Goal of the exercise - When you write out the entries, keep every line exactly as it appears.
Segment Open
PR #2988, opened 2023-11-14
Fix misplaced `assert` statement causing a lot of warnings

muffgaga:
I just saw this warning quite often (in the EBRAINS spack build it gets repeated for 162 times ;) ):
```
/tmp/spack-stage/spack-stage-nest-3.6-uy4os6lc7odhv7bryyp2atuprbdl2xwn/spack-src/nestkernel/connection.h: In member function 'nest::SecondaryEvent* nest::Connection<targetidentifierT>::get_secondary_event()':
/tmp/spack-stage/spack-stage-nest-3.6-uy4os6lc7odhv7bryyp2atuprbdl2xwn/spack-src/nestkernel/connection.h:404:1: warning: no return statement in function returning non-void [-Wreturn-type]
  404 | }
      | ^
```

Also: I guess even if the `assert` is ensured to never be removed (contrary to standard `NDEBUG` behavior) it would be reasonable to clearly state the intention here (an exception might be more user-friendly, but I guess the code was intentionally avoiding an exception) by calling abort?

### DIFF
--- a/nestkernel/connection.h
+++ b/nestkernel/connection.h
@@ -402,7 +402,8 @@ template < typename targetidentifierT >
 SecondaryEvent*
 Connection< targetidentifierT >::get_secondary_event()
 {
-  assert( false );
+  assert( false && "non-primary connections have to provide get_secondary_event()");
+  return nullptr;
 }
 
 } // namespace nest
--- a/nestkernel/connection.h
+++ b/nestkernel/connection.h
@@ -402,7 +402,7 @@ template < typename targetidentifierT >
 SecondaryEvent*
 Connection< targetidentifierT >::get_secondary_event()
 {
-  assert( false && "non-primary connections have to provide get_secondary_event()");
+  assert( false and "Non-primary connections have to provide get_secondary_event()" );
   return nullptr;
 }
 


nestkernel/connection.h
```diff
@@ -401,6 +403,7 @@ SecondaryEvent*
 Connection< targetidentifierT >::get_secondary_event()
 {
   assert( false );
+  std::abort();
```
terhorstd, line 406: The assertion there is indeed plain wrong. So we can also stick to only have `std::abort()` there.
```suggestion
  std::abort();
```

terhorstd (changes requested):
minor change

gtrensch (approved):
Approved.

nestkernel/connection.h
heplesser: I think that the assertion makes more sense here than abort: this method should simply never been called in the base class. And the `assert()` can be compiled out with `-DNDEBUG`.

nestkernel/connection.h
```diff
@@ -134,7 +136,7 @@ class Connection
    * To prevent erronous calls of this function on primary connections, the base class implementation
    * below just contains `assert(false)`.
    */
-  SecondaryEvent* get_secondary_event();
+  [[noreturn]] SecondaryEvent* get_secondary_event();
```
heplesser, line 139: The method is overridden in derived classes implementing `SecondaryEvent`s, and there it returns a pointer. I assume there is no problem with having the `[[noreturn]]` attribute in the base class but not in the derived classes?

heplesser (changes requested):
@muffgaga Thanks for this fix! Which compiler and which compiler options do you use? I have not seen this warning before, so our warning settings are apparently not strict enough. Also, even though the limited "Schaffungshöhe" of this PR does not strictly make it necessary, would you send us a contributor agreement (https://nest-simulator.readthedocs.io/en/latest/_downloads/9b65adbdacba6bfed66e68c62af4e308/NEST_Contributor_Agreement.pdf)?

nestkernel/connection.h
```diff
@@ -400,7 +402,7 @@ template < typename targetidentifierT >
 SecondaryEvent*
 Connection< targetidentifierT >::get_secondary_event()
 {
-  assert( false );
+  std::abort();
```
heplesser, line 405: I still don't quite understand why `abort()` is better than a failing assertion.

muffgaga: Yes, `assert(false)` would call `std::abort()`, but as it is a macro which is conditionally removed by the define `NDEBUG` (according to the standard, see https://en.cppreference.com/w/cpp/error/assert) it's not safe (nest might have some non-standard behavior w.r.t. NDEBUG/assert, so I'm not sure if this is the case here).

nestkernel/connection.h
muffgaga: I don't think this attribute is inherited by derived classes (I did try to look at the standard documents that I have access to). Looking at https://en.cppreference.com/w/cpp/language/attributes/noreturn I would expect that this only affects the "one" function where it was declared.

muffgaga:
> @muffgaga Thanks for this fix! Which compiler and which compiler options do you use? I have not seen this warning before, so our warning settings are apparently not strict enough.

It was the EBRAINS collab one — i.e. gcc@10.3.0, and "Release" build was mentioned in the build log (see #2993 for a build issue using the same compiler/software environment).

> Also, even though the limited "Schaffungshöhe" of this PR does not strictly make it necessary, would you send us a contributor agreement (https://nest-simulator.readthedocs.io/en/latest/_downloads/9b65adbdacba6bfed66e68c62af4e308/NEST_Contributor_Agreement.pdf)?

Yes, will do.

muffgaga:
> > NEST_Contributor_Agreement
>
> Yes, will do.

→ sent to @terhorstd (he asked me directly via chat).

nestkernel/connection.h
terhorstd: if `abort()` is what should be done here, then we need to explicitly call it here. Especially the production builds (apt, spack, …) all have the build-type "rel" (release) which removes debugging stuff. So the assert resolves to `;` and does not cause nest to `abort()` as is intended.

muffgaga: Maybe I'm missing something, but why provide this function at all? There's no dynamic casting going on, as far as I could see. I.e. just remove the function and there would be a build-time error if someone wrongly calls this (as a base class).
Maybe it is about the intend to communicate the idea of an "API" → you could still leave out the implementation, and only a link-time error would occur. Or, if modern C++ is okay,  you could just redefine `Connection` to be a concept that the "derived" Connection classes would have to fulfill.

```
template<typename C>
concept ConnectionLike = requires(C const src, C dst)
{
    C{};
    C{src};
    dst = src;
    
    // a non-const get_secondary_event member function
    dst.get_secondary_event();
};
```

heplesser: @muffgaga Yes, we could use constexpr-evaluation here. But the entire "secondary event" implementation needs a thorough overhaul, so I would not like to spend any significant effort on code improvements in this area now. But I like your suggestion to return a nullptr after the assert (and remove the ``[[noreturn]]``). But then I would really like to wrap up this PR—it is a tiny fix to get to a well-defined state which avoids many compiler warnings and that should not be delayed by possible larger improvements. One can always create a follow-up issue ...

muffgaga: Ok, got rid of the other things, and only added a `return nullptr;` (+ a small helpful msg to the assert).

heplesser:
@muffgaga Thanks a lot, will merge now!

heplesser (approved):

heplesser:
@terhorstd Since you had previously requested changes to this PR, you need to approve it now :).

terhorstd (approved):
LGTM :+1:
Thanks!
Segment Closed
Reply -
PR #2988, opened 2023-11-14
Fix misplaced `assert` statement causing a lot of warnings

muffgaga:
I just saw this warning quite often (in the EBRAINS spack build it gets repeated for 162 times ;) ):
```
/tmp/spack-stage/spack-stage-nest-3.6-uy4os6lc7odhv7bryyp2atuprbdl2xwn/spack-src/nestkernel/connection.h: In member function 'nest::SecondaryEvent* nest::Connection<targetidentifierT>::get_secondary_event()':
/tmp/spack-stage/spack-stage-nest-3.6-uy4os6lc7odhv7bryyp2atuprbdl2xwn/spack-src/nestkernel/connection.h:404:1: warning: no return statement in function returning non-void [-Wreturn-type]
  404 | }
      | ^
```

Also: I guess even if the `assert` is ensured to never be removed (contrary to standard `NDEBUG` behavior) it would be reasonable to clearly state the intention here (an exception might be more user-friendly, but I guess the code was intentionally avoiding an exception) by calling abort?

### DIFF
--- a/nestkernel/connection.h
+++ b/nestkernel/connection.h
@@ -402,7 +402,8 @@ template < typename targetidentifierT >
 SecondaryEvent*
 Connection< targetidentifierT >::get_secondary_event()
 {
-  assert( false );
+  assert( false && "non-primary connections have to provide get_secondary_event()");
+  return nullptr;
 }
 
 } // namespace nest
--- a/nestkernel/connection.h
+++ b/nestkernel/connection.h
@@ -402,7 +402,7 @@ template < typename targetidentifierT >
 SecondaryEvent*
 Connection< targetidentifierT >::get_secondary_event()
 {
-  assert( false && "non-primary connections have to provide get_secondary_event()");
+  assert( false and "Non-primary connections have to provide get_secondary_event()" );
   return nullptr;
 }
 


nestkernel/connection.h
```diff
@@ -401,6 +403,7 @@ SecondaryEvent*
 Connection< targetidentifierT >::get_secondary_event()
 {
   assert( false );
+  std::abort();
```
terhorstd, line 406: The assertion there is indeed plain wrong. So we can also stick to only have `std::abort()` there.
```suggestion
  std::abort();
```

terhorstd (changes requested):
minor change

gtrensch (approved):
Approved.

nestkernel/connection.h
heplesser: I think that the assertion makes more sense here than abort: this method should simply never been called in the base class. And the `assert()` can be compiled out with `-DNDEBUG`.

nestkernel/connection.h
```diff
@@ -134,7 +136,7 @@ class Connection
    * To prevent erronous calls of this function on primary connections, the base class implementation
    * below just contains `assert(false)`.
    */
-  SecondaryEvent* get_secondary_event();
+  [[noreturn]] SecondaryEvent* get_secondary_event();
```
heplesser, line 139: The method is overridden in derived classes implementing `SecondaryEvent`s, and there it returns a pointer. I assume there is no problem with having the `[[noreturn]]` attribute in the base class but not in the derived classes?

heplesser (changes requested):
@muffgaga Thanks for this fix! Which compiler and which compiler options do you use? I have not seen this warning before, so our warning settings are apparently not strict enough. Also, even though the limited "Schaffungshöhe" of this PR does not strictly make it necessary, would you send us a contributor agreement (https://nest-simulator.readthedocs.io/en/latest/_downloads/9b65adbdacba6bfed66e68c62af4e308/NEST_Contributor_Agreement.pdf)?

nestkernel/connection.h
```diff
@@ -400,7 +402,7 @@ template < typename targetidentifierT >
 SecondaryEvent*
 Connection< targetidentifierT >::get_secondary_event()
 {
-  assert( false );
+  std::abort();
```
heplesser, line 405: I still don't quite understand why `abort()` is better than a failing assertion.

muffgaga: Yes, `assert(false)` would call `std::abort()`, but as it is a macro which is conditionally removed by the define `NDEBUG` (according to the standard, see https://en.cppreference.com/w/cpp/error/assert) it's not safe (nest might have some non-standard behavior w.r.t. NDEBUG/assert, so I'm not sure if this is the case here).

nestkernel/connection.h
muffgaga: I don't think this attribute is inherited by derived classes (I did try to look at the standard documents that I have access to). Looking at https://en.cppreference.com/w/cpp/language/attributes/noreturn I would expect that this only affects the "one" function where it was declared.

muffgaga:
> @muffgaga Thanks for this fix! Which compiler and which compiler options do you use? I have not seen this warning before, so our warning settings are apparently not strict enough.

It was the EBRAINS collab one — i.e. gcc@10.3.0, and "Release" build was mentioned in the build log (see #2993 for a build issue using the same compiler/software environment).

> Also, even though the limited "Schaffungshöhe" of this PR does not strictly make it necessary, would you send us a contributor agreement (https://nest-simulator.readthedocs.io/en/latest/_downloads/9b65adbdacba6bfed66e68c62af4e308/NEST_Contributor_Agreement.pdf)?

Yes, will do.

muffgaga:
> > NEST_Contributor_Agreement
>
> Yes, will do.

→ sent to @terhorstd (he asked me directly via chat).

nestkernel/connection.h
terhorstd: if `abort()` is what should be done here, then we need to explicitly call it here. Especially the production builds (apt, spack, …) all have the build-type "rel" (release) which removes debugging stuff. So the assert resolves to `;` and does not cause nest to `abort()` as is intended.

muffgaga: Maybe I'm missing something, but why provide this function at all? There's no dynamic casting going on, as far as I could see. I.e. just remove the function and there would be a build-time error if someone wrongly calls this (as a base class).
Maybe it is about the intend to communicate the idea of an "API" → you could still leave out the implementation, and only a link-time error would occur. Or, if modern C++ is okay,  you could just redefine `Connection` to be a concept that the "derived" Connection classes would have to fulfill.

```
template<typename C>
concept ConnectionLike = requires(C const src, C dst)
{
    C{};
    C{src};
    dst = src;
    
    // a non-const get_secondary_event member function
    dst.get_secondary_event();
};
```

heplesser: @muffgaga Yes, we could use constexpr-evaluation here. But the entire "secondary event" implementation needs a thorough overhaul, so I would not like to spend any significant effort on code improvements in this area now. But I like your suggestion to return a nullptr after the assert (and remove the ``[[noreturn]]``). But then I would really like to wrap up this PR—it is a tiny fix to get to a well-defined state which avoids many compiler warnings and that should not be delayed by possible larger improvements. One can always create a follow-up issue ...

muffgaga: Ok, got rid of the other things, and only added a `return nullptr;` (+ a small helpful msg to the assert).

heplesser:
@muffgaga Thanks a lot, will merge now!

heplesser (approved):

heplesser:
@terhorstd Since you had previously requested changes to this PR, you need to approve it now :).

terhorstd (approved):
LGTM :+1:
Thanks!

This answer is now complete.